Squirrel monkeys from an Food and Drug Administration nicotine study are headed to a long-term sanctuary after officials concluded that the experiment, which resulted in four deaths, did not meet the agency's animal-welfare standards and shut it down.

Twenty monkeys that were involved in the study, plus six that were not, will be moved to the sanctuary, the FDA said Friday. It did not detail where the monkeys will go or when, although officials said the transition process could be lengthy.

The agency has hired independent investigators to assess its overall animal program and created an “Animal Welfare Council” to provide centralized oversight of animal-research activities and facilities, Commissioner Scott Gottlieb said in a statement.
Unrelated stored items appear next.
PR #893, opened 2026-03-11
Allow releases from branches named release-candidate/...

vej-ananas:
Allow releases from branches named release-candidate.


Tugark (approved):
Image

PR #920, opened 2026-04-01
Classify vulnerabilities and schedule for fix

vej-ananas:


wendlans (approved):
`We will update the package soon, but for now it should be safe to ignore.`
Approved on that basis. Especially the _will update the package soon_ ™

PR #921, opened 2026-04-01
Cleanup command for file deduplication

vej-ananas:
#874
Cleanup command for file deduplication. It was applied to all environments and is no longer needed.


wendlans (commented):
@vej-ananas  Just for my understanding: This de-duplication is something that was done once and never again? So a file duplication will never happen again in the future?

Officials suspended the controversial squirrel-monkey study last September after renowned British primatologist Jane Goodall called the research “cruel and unnecessary” and “shameful” in a letter to Gottlieb. A  team of veterinarians and other FDA experts visited the agency's National Center for Toxicological Research in Jefferson, Ark., where the study was underway, to check on the animals' welfare and review documents related to the experiment.

The officials found a lack of adequate oversight and “repeated” deficiencies by the contractor taking care of the animals, the FDA said Friday. It also released documents related to the review. Three of the monkey deaths were related to complications from anesthesia administered when catheters were inserted, and “one was related to bloat, the cause of which is often unclear,” the agency said.

The study, which began in 2014, tested how different doses of nicotine affect addiction, especially in adolescents. Adolescent and adult squirrel monkeys were trained to press a lever to give themselves infusions of nicotine. Once the animals were addicted, scientists could see how they reacted to decreasing levels of the drug.

Goodall was enlisted in the fight by the White Coat Waste Project, an advocacy group that says its goal is to publicize and end taxpayer-funded animal experiments. A year ago, the organization obtained 64 pages of documents on the FDA's nicotine-addiction research under the Freedom of Information Act.

Gottlieb said Friday that the FDA is working to accelerate the adoption of various modeling and technology tools to reduce the need for animal testing. But some experiments still require research with primates, he added, including those involving the development of  childhood vaccines.

Anthony Bellotti, White Coat Waste Project’s president and founder, praised the FDA's move and said the group will  “continue to push for more transparency about wasteful spending on taxpayer-funded animal experiments.”